___ GIVEN DATA ___

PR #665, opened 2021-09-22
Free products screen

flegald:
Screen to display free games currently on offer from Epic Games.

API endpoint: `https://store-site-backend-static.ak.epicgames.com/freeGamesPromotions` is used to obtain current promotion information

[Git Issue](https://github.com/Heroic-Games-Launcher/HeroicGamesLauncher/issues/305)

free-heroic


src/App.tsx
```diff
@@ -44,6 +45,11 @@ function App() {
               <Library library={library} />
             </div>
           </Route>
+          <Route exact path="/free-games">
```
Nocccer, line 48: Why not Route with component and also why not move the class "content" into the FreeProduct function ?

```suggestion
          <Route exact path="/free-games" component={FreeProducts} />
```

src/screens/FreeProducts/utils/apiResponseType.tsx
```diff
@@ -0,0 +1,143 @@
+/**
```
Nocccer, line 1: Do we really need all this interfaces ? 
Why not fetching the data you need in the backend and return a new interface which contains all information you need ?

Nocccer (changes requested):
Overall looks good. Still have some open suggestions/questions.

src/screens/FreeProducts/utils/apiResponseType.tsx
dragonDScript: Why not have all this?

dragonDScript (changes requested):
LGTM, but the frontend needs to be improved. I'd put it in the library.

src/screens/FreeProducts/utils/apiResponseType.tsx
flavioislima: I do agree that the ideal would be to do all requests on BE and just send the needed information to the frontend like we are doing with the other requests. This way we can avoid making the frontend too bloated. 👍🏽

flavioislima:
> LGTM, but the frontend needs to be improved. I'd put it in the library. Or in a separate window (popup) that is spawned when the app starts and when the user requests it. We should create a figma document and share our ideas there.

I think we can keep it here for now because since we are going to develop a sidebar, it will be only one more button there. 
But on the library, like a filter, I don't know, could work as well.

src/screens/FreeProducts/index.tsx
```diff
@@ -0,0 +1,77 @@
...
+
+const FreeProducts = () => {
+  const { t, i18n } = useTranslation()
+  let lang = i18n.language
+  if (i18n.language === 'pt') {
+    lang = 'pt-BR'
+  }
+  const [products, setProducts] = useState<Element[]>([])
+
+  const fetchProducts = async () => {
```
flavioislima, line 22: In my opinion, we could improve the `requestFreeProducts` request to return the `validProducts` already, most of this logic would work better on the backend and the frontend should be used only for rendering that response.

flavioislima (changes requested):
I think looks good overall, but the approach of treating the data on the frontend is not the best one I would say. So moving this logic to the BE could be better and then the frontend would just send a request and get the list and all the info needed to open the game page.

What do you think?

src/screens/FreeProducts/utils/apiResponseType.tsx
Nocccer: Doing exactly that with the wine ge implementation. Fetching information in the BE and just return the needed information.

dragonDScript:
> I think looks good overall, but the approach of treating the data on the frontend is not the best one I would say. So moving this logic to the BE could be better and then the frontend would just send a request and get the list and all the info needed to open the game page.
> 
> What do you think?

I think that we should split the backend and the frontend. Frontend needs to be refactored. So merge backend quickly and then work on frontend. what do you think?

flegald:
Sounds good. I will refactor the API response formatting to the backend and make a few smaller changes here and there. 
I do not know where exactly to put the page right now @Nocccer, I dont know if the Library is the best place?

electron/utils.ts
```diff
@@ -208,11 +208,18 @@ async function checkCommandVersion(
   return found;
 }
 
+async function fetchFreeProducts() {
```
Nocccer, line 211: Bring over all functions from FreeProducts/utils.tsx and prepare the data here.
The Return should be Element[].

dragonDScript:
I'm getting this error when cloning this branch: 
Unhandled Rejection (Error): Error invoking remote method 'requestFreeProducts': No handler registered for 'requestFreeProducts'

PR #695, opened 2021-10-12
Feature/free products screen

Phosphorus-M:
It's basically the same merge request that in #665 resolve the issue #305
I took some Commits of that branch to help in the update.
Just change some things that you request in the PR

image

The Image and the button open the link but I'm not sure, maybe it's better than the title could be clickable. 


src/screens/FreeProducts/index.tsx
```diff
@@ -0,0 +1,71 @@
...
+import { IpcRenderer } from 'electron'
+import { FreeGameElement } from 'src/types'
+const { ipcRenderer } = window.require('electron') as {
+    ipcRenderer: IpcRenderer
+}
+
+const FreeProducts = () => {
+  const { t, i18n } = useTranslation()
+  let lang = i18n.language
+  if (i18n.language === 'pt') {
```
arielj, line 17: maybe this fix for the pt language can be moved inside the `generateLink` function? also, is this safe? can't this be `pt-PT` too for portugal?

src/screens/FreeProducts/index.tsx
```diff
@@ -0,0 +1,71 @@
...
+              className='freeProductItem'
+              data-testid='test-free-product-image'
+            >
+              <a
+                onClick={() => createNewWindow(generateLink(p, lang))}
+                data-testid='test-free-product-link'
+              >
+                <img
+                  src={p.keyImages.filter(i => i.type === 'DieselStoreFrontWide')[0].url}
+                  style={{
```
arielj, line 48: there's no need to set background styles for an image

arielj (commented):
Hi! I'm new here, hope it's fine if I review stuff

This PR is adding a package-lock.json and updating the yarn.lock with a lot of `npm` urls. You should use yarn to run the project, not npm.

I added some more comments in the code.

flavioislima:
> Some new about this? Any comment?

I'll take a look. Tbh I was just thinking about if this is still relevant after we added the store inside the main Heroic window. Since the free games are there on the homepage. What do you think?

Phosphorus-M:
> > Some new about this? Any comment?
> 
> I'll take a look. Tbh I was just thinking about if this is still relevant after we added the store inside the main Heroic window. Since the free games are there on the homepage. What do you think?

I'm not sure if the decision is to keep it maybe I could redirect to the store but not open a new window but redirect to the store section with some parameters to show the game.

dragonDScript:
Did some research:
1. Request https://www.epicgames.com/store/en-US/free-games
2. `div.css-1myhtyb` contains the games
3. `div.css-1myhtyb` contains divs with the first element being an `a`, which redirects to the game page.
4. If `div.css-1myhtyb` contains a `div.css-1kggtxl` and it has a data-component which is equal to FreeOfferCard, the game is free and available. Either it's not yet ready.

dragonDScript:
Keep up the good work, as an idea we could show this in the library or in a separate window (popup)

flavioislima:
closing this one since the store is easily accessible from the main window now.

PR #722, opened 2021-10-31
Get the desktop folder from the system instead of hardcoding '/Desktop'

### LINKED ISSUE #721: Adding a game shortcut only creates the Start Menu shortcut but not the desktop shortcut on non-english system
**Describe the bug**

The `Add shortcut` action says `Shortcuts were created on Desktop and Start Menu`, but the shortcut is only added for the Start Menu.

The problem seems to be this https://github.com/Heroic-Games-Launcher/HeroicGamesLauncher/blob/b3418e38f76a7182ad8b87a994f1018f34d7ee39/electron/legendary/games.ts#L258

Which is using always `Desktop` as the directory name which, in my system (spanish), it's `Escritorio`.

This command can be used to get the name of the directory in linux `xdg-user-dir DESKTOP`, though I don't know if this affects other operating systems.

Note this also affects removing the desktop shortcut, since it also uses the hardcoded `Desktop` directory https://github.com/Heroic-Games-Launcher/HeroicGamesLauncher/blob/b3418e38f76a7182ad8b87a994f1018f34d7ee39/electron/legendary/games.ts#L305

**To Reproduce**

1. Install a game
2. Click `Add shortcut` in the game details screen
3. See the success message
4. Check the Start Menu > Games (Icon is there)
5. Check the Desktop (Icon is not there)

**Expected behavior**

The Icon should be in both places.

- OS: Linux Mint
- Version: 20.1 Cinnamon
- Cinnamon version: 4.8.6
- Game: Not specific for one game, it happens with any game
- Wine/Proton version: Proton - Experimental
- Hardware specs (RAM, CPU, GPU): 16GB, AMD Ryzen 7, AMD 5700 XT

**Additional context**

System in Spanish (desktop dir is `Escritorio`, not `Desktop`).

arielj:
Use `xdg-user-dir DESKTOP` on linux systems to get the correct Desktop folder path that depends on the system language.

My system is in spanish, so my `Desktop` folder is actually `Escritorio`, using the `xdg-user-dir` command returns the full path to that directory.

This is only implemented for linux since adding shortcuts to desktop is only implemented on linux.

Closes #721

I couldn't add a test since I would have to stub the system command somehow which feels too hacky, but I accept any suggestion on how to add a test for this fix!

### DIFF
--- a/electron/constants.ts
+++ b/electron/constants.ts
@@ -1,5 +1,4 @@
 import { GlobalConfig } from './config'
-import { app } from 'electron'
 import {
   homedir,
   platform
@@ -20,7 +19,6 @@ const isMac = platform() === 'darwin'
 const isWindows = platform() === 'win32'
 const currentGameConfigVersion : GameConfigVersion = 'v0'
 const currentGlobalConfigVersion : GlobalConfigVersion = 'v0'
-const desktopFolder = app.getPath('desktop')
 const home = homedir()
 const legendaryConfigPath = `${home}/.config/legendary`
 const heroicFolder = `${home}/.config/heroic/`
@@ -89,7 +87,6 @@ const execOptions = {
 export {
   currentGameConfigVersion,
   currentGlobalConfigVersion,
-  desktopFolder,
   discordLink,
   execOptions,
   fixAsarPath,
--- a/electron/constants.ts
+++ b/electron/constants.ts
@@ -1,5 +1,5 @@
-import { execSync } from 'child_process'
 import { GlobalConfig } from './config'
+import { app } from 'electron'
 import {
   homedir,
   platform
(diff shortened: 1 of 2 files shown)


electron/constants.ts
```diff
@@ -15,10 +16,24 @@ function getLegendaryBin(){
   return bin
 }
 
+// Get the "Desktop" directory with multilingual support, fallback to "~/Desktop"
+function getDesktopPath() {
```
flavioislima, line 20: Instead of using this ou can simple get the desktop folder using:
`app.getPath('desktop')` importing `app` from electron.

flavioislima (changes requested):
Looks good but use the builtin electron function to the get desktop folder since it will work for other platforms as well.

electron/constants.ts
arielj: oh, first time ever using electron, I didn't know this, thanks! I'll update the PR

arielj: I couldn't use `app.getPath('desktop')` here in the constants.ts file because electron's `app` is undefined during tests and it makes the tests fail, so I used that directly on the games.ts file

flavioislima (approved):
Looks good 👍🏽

___

WHAT IS BEING ASKED
Go to the line holding "const isWindows = platform() === 'win32'" in the entries above and return it, along with every line after it, exactly as written.

RESULT BELOW
 const isWindows = platform() === 'win32'
 const currentGameConfigVersion : GameConfigVersion = 'v0'
 const currentGlobalConfigVersion : GlobalConfigVersion = 'v0'
-const desktopFolder = app.getPath('desktop')
 const home = homedir()
 const legendaryConfigPath = `${home}/.config/legendary`
 const heroicFolder = `${home}/.config/heroic/`
@@ -89,7 +87,6 @@ const execOptions = {
 export {
   currentGameConfigVersion,
   currentGlobalConfigVersion,
-  desktopFolder,
   discordLink,
   execOptions,
   fixAsarPath,
--- a/electron/constants.ts
+++ b/electron/constants.ts
@@ -1,5 +1,5 @@
-import { execSync } from 'child_process'
 import { GlobalConfig } from './config'
+import { app } from 'electron'
 import {
   homedir,
   platform
(diff shortened: 1 of 2 files shown)


electron/constants.ts
```diff
@@ -15,10 +16,24 @@ function getLegendaryBin(){
   return bin
 }
 
+// Get the "Desktop" directory with multilingual support, fallback to "~/Desktop"
+function getDesktopPath() {
```
flavioislima, line 20: Instead of using this ou can simple get the desktop folder using:
`app.getPath('desktop')` importing `app` from electron.

flavioislima (changes requested):
Looks good but use the builtin electron function to the get desktop folder since it will work for other platforms as well.

electron/constants.ts
arielj: oh, first time ever using electron, I didn't know this, thanks! I'll update the PR

arielj: I couldn't use `app.getPath('desktop')` here in the constants.ts file because electron's `app` is undefined during tests and it makes the tests fail, so I used that directly on the games.ts file

flavioislima (approved):
Looks good 👍🏽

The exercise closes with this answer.